(DATASET EXCERPTS begins)

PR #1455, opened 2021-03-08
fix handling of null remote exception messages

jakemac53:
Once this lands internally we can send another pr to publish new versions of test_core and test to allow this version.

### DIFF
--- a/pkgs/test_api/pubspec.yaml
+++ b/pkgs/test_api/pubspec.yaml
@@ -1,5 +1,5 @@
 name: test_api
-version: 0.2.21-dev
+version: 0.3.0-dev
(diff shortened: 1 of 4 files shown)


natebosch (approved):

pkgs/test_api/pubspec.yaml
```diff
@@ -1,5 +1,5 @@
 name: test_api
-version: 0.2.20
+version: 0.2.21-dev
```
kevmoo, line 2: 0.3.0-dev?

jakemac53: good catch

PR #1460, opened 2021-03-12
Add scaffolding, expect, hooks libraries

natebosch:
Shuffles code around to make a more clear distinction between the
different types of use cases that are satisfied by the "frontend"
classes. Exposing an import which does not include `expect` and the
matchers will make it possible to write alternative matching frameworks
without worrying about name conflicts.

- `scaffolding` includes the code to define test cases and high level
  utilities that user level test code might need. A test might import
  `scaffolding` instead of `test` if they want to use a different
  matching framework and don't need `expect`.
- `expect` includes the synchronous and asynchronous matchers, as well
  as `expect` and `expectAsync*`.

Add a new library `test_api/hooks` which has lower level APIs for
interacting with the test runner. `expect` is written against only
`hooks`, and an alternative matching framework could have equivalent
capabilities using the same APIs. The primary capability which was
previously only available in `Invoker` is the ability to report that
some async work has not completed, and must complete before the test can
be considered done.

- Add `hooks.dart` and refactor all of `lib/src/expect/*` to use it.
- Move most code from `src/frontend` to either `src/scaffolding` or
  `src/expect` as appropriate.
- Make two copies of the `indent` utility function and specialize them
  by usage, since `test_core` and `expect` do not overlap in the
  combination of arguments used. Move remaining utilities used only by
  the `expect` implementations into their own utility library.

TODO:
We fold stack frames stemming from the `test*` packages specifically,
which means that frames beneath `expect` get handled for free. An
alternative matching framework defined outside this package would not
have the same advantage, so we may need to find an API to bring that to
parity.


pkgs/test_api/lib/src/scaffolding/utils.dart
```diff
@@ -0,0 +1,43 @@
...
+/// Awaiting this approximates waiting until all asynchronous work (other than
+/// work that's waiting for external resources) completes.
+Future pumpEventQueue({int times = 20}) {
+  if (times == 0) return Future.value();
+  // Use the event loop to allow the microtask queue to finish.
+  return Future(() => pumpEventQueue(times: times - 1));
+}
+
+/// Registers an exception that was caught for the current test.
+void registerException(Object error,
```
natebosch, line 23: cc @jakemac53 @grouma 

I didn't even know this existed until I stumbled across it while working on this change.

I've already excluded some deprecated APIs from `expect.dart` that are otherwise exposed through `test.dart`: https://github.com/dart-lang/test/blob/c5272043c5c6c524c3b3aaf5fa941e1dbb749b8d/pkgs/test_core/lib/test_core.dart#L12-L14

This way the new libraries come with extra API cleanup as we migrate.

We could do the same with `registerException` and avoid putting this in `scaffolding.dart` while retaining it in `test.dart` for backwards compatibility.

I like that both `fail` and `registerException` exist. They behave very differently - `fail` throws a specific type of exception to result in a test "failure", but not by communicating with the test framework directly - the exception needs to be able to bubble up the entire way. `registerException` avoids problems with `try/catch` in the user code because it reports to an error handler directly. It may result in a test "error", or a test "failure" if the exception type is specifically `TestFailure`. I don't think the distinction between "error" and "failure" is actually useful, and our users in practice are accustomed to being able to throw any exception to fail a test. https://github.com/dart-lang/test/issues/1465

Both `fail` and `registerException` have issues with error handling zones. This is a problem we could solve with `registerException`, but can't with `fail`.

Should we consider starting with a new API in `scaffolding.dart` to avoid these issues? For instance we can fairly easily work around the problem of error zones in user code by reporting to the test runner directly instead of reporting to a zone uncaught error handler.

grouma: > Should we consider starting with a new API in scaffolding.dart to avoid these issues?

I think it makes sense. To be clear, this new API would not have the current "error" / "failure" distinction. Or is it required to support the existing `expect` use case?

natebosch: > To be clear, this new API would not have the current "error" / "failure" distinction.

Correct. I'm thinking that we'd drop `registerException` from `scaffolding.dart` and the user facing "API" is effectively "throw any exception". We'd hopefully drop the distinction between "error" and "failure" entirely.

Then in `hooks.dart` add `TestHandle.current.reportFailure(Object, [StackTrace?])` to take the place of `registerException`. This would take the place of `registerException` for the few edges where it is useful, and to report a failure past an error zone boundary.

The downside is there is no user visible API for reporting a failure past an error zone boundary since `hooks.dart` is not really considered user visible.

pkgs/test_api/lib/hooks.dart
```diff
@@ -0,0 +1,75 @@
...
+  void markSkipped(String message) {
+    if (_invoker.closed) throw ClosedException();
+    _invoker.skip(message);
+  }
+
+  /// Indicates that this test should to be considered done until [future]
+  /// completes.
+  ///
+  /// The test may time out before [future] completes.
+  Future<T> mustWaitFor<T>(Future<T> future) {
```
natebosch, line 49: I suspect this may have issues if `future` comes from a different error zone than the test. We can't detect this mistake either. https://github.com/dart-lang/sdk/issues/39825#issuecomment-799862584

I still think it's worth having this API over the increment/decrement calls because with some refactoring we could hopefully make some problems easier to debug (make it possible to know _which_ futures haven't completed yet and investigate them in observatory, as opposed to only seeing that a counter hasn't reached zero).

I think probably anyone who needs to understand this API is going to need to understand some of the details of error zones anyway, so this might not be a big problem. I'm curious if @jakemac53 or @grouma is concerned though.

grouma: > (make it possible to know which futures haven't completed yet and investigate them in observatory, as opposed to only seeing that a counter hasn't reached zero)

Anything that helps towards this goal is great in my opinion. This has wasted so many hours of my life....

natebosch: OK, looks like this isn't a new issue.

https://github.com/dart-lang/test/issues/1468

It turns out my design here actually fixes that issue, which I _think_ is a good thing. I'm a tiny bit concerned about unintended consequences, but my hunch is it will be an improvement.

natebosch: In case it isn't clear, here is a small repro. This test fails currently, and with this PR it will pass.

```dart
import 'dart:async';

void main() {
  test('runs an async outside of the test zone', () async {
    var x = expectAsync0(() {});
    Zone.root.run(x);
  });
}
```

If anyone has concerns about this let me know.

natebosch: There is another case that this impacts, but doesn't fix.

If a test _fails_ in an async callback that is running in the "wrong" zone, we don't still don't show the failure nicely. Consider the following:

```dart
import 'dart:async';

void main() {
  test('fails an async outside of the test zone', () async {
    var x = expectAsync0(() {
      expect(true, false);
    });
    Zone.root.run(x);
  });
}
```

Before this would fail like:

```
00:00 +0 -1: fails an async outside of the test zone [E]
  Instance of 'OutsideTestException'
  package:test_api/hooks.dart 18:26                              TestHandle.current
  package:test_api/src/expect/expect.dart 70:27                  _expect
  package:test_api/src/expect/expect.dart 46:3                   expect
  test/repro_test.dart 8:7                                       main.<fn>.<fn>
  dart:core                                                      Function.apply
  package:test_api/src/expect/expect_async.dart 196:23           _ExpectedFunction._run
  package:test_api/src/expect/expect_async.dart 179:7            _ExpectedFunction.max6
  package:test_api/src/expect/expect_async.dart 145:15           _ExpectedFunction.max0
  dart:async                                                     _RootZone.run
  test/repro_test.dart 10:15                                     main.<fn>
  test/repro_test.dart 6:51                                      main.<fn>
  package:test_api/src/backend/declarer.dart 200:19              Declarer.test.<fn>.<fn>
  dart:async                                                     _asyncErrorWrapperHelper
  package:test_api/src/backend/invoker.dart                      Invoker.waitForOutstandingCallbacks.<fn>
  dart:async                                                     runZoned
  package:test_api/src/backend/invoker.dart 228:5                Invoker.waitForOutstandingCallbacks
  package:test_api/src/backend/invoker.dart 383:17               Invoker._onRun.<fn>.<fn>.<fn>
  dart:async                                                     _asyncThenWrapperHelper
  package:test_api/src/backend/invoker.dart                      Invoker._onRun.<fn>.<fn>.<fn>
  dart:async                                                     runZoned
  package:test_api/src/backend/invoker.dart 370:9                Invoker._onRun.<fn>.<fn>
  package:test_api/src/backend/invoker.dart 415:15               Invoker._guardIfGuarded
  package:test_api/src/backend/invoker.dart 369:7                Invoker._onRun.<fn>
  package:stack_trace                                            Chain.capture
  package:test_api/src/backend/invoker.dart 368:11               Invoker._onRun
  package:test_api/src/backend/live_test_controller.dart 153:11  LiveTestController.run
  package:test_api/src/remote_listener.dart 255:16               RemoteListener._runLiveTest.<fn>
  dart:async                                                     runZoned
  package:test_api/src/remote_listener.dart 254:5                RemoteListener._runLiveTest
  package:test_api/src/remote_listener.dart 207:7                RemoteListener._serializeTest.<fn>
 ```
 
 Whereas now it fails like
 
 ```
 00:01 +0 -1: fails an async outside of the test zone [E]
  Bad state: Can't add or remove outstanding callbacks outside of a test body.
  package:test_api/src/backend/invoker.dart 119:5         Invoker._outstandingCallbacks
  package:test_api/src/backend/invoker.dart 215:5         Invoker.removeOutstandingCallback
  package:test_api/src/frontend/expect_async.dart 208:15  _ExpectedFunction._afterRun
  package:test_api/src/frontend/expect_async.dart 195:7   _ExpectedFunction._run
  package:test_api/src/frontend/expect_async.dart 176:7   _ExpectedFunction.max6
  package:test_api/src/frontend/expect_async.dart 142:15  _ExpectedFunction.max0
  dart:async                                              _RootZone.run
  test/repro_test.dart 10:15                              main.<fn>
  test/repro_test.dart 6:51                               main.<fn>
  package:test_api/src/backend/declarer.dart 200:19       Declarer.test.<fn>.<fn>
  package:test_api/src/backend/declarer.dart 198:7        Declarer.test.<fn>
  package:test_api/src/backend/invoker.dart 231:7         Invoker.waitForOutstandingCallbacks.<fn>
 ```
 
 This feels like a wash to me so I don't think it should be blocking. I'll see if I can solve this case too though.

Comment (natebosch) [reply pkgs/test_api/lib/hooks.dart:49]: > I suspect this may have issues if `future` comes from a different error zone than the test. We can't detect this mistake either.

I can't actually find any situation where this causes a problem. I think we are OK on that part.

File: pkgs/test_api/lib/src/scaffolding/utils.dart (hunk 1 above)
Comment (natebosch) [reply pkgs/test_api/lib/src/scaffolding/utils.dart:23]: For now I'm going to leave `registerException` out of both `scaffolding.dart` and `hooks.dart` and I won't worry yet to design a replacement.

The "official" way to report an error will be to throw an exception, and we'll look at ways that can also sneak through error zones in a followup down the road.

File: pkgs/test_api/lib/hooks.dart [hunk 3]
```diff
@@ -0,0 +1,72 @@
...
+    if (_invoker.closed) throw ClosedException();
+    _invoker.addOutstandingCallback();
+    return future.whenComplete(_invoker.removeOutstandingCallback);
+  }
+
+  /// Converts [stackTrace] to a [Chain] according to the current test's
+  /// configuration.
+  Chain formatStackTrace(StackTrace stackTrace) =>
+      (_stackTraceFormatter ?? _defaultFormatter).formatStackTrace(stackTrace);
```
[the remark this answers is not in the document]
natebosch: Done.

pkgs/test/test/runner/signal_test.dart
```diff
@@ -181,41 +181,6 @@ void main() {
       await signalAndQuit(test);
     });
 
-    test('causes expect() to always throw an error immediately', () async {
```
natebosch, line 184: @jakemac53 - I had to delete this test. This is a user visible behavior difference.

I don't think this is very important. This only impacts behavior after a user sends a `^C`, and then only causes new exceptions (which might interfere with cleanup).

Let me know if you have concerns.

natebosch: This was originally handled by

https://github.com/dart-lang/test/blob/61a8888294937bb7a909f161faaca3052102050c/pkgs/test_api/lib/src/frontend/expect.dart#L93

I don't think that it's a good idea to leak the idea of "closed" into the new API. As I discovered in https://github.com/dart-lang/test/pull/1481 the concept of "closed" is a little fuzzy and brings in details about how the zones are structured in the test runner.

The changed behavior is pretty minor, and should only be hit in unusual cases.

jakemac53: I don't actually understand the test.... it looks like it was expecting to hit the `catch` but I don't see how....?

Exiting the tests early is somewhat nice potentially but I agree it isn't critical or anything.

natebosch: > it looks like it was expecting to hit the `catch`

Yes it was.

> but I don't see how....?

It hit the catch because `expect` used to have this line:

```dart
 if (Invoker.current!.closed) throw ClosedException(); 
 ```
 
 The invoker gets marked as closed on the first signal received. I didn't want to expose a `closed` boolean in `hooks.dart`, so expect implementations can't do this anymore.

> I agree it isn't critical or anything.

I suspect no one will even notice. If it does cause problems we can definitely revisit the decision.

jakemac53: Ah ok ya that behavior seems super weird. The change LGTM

(DATASET EXCERPTS ends)

» TASK OBJECTIVE
Exactly the lines from the start of the entries through the one bearing "kevmoo, line 2: 0.3.0-dev?" are to be output, with both ends included.

» FINAL ANSWER
PR #1455, opened 2021-03-08
fix handling of null remote exception messages

jakemac53:
Once this lands internally we can send another pr to publish new versions of test_core and test to allow this version.

### DIFF
--- a/pkgs/test_api/pubspec.yaml
+++ b/pkgs/test_api/pubspec.yaml
@@ -1,5 +1,5 @@
 name: test_api
-version: 0.2.21-dev
+version: 0.3.0-dev
(diff shortened: 1 of 4 files shown)


natebosch (approved):

pkgs/test_api/pubspec.yaml
```diff
@@ -1,5 +1,5 @@
 name: test_api
-version: 0.2.20
+version: 0.2.21-dev
```
kevmoo, line 2: 0.3.0-dev?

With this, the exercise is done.